I dont know...in my opinion, a leashed reactive dog on the beach (WHY would you bring them, anyway!?) is worse than a friendly, curious off-lead dog. Neither is optimal, obviously...but that woman treated Kaiser like he was a menacing bloodthirsty monster. Kaiser. My goofy overly friendly puppy. Granted he's 59lbs now at 6 months...but still.


----------



## RocketDog (Sep 25, 2011)

I once told a woman who was smiling at me and Rocket as we calmly walked by while her 9lb lunging, barking, snarling thing was doing everything in it's power to get over to us, "Imagine how it would look to you if my dog were doing that. Why is it acceptable for your dog to behave that way just because it's small?" 

She immediately stopped smiling and picked her dog up.

:smirk:


----------



## doggerel (Aug 3, 2011)

RocketDog said:


> I once told a woman who was smiling at me and Rocket as we calmly walked by while her 9lb lunging, barking, snarling thing was doing everything in it's power to get over to us, "Imagine how it would look to you if my dog were doing that. Why is it acceptable for your dog to behave that way just because it's small?"
> 
> She immediately stopped smiling and picked her dog up.
> 
> :smirk:


Nice! I wish I had your guts... I would love to say that to some people.


----------



## RocketDog (Sep 25, 2011)

My mouth has gotten me into trouble before, heh. However, this was a gal who I passed all the time running and that **** dog would always try to go for my ankles. It irritated me.


----------



## WendyDsMom (Nov 18, 2011)

As the new owner (had her for 7 weeks) of a Miniature Pinscher and my 11 month old GSD puppy I now understand both sides of the small/large dog psyche...

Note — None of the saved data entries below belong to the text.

PR #5267, opened 2015-11-17
Browser needs to use same port as server

benmccann:


richdougherty:
Thanks!

benmccann:
no problem. it'd probably be worth backporting as well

I found myself accidentally allowing behaviors in the Min Pin (Gidget) that I would not allow under any circumstances with Wendy (GSD). I was not forcing the heal walk and no lunging or paws up on strangers - because she is so small and cute and she doesn't intimidate anyone. Everyone that sees Gidget drops down and calls her and loves her energetic affection. 

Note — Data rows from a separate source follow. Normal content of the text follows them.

PR #5271, opened 2015-11-17
Support -Dhttps.port=disabled option for consistency (Fixes #5245)

### LINKED ISSUE #5245: Support -Dhttps.port=disabled for consistency
Per #915 it is possible to disable `http` with this Java system variable:

    -Dhttp.port=disabled

However the only way to disable `https` is to ensure that `https.port` is not assigned a value. For consistency, I think it would make sense to also support:

    -Dhttps.port=disabled

gsmaverick:


framework/src/play-server/src/main/scala/play/core/server/ProdServerStart.scala
```diff
@@ -98,7 +98,14 @@ object ProdServerStart {
         }
         Some(i)
     }
-    val httpsPort = configuration.getInt("play.server.https.port")
+    val httpsPort = configuration.getString("play.server.https.port").flatMap {
+      case "disabled" => None
+      case str =>
+        val i = try Integer.parseInt(str) catch {
```
marcospereira: Maybe use `port` instead of `i`?

marcospereira:
@gsmaverick thank you. I've made a very small suggestion and, after that, I think this pull request will be good to be merged. :-)

framework/src/play-server/src/main/scala/play/core/server/ProdServerStart.scala
gsmaverick: Sure, makes sense. I'll also update the name for `httpPort` to keep things consistent.

marcospereira: `httpPort` will shadow the variable just some lines above. I think `port` is a better option here.

gsmaverick: I'm not sure I follow...I'm thinking that I'll change `httpPort` to be:
```scala
val httpPort = configuration.getString("play.server.http.port").flatMap {
  case "disabled" => None
  case str =>
    val port = try Integer.parseInt(str) catch {
      case _: NumberFormatException => throw ServerStartException(s"Invalid HTTP port: $str")
    }
    Some(port)
}
```
Let me know if you see a problem with that.

marcospereira: Oh sorry, now I get what you mean. Ok to go. :-)

gsmaverick:
@marcospereira thanks for reviewing so promptly, updated to address your comments!

richdougherty:
Hi @gsmaverick – thanks a lot for the PR!

There a couple more classes to change. If you grep for "disabled" you can see all the places where HTTP and HTTPS ports are parsed. You'll also see some places where the ehcacheplugin can be disabled, but you can ignore those!

When I search for "disabled" I see two more places to change. They relate to the dev mode server, the server that you use when you type "play run":
* `framework/src/run-support/src/main/scala/play/runsupport/Reloader.scala` – This handles starting up the server in dev mode. The dev mode server supports both HTTP and HTTPS.
* `framework/src/run-support/src/test/scala/play/runsupport/FilterArgsSpec.scala` – Tests for parsing the dev mode server arguments.

When you make the changes in `Reloader.scala`, you can update the `parsePort` method so it can be used for both HTTP and HTTPS port parsing. That avoids have duplicated code.

framework/src/play-server/src/main/scala/play/core/server/ProdServerStart.scala
```diff
@@ -93,12 +93,19 @@ object ProdServerStart {
...
+        Some(port)
+    }
+    val httpsPort = configuration.getString("play.server.https.port").flatMap {
+      case "disabled" => None
+      case str =>
+        val port = try Integer.parseInt(str) catch {
+          case _: NumberFormatException => throw ServerStartException(s"Invalid HTTPS port: $str")
+        }
+        Some(port)
     }
```
richdougherty: Can you move the common code for HTTP and HTTPS port parsing into a local function?

gsmaverick:
@richdougherty updated the PR to take your comments into account. I also noticed https://github.com/playframework/playframework/blob/master/framework/src/sbt-plugin/src/main/scala/play/sbt/run/PlayRun.scala#L235 which I'm unclear on whether it needs to be updated or not.

framework/src/run-support/src/main/scala/play/runsupport/Reloader.scala
```diff
@@ -80,7 +80,11 @@ object Reloader {
     }
 
     // https port can be defined as a -Dhttps.port argument or system property
-    val httpsPort = prop("https.port") map parsePort
+    val httpsPortString = prop("https.port")
+    val httpsPort = {
+      if (httpsPortString.exists(_ == "disabled")) None
+      else httpsPortString map parsePort
+    }
```
richdougherty: This new logic can be moved into a common function that's shared between both HTTP and HTTPS.

E.g. something like this:
```scala
def parsePortProperty(propertyName: String): Option[String] = {
  prop(propertyName) match {
    case None => None
    case Some("disabled") => None
    case Some(s) => parsePort(s)
  }
}
```

richdougherty:
> I also noticed https://github.com/playframework/playframework/blob/master/framework/src/sbt-plugin/src/main/scala/play/sbt/run/PlayRun.scala#L235 which I'm unclear on whether it needs to be updated or not.

I think this bit can be left as-is. That code supplies an argument for the HTTP port. The HTTPS port isn't mentioned but a user can add an HTTPS port argument by adding a value to `javaProductionOptions`.

gsmaverick:
@richdougherty updated to address your comments.

marcospereira:
Thank you, @gsmaverick.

BUT! If it is a rule that applies for the big dog - I must also apply it to the RUNT. Now Gidget is not allowed to approach or be approached until she sits and calms her hyper patootie down. Sometimes it means people loose patience and don't get to pet the little red cutie - but that is her own fault for being such a bundle of electric energy. 

I think small dog owners don't have the same "dog" theory as we LARGE dog owners do. But I am treating both puppies as equal. Stay appears to be more of a challenge to small dogs - but we are working on Gidget - she has to learn that being on my heels at all times is not acceptable.


----------



## KaiserBastiansMom (Jul 6, 2012)

RocketDog said:


> I once told a woman who was smiling at me and Rocket as we calmly walked by while her 9lb lunging, barking, snarling thing was doing everything in it's power to get over to us, "Imagine how it would look to you if my dog were doing that. Why is it acceptable for your dog to behave that way just because it's small?"
> 
> She immediately stopped smiling and picked her dog up.
> 
> :smirk:


I thought this as soon as I got back inside. I always come up with good comebacks too late lol

Thanks for the commiseration everyone.


----------



## Gharrissc (May 19, 2012)

I think the 'control your dog' comment is a knee jerk reaction because they know that *THEIR DOG* is the one that should be controlled.


----------



## childsplay (Jan 28, 2012)

The obedience class that my 6 month old GSD is enrolled in has a little (maybe 10 lb) mixed breed...a malty-poo maybe? 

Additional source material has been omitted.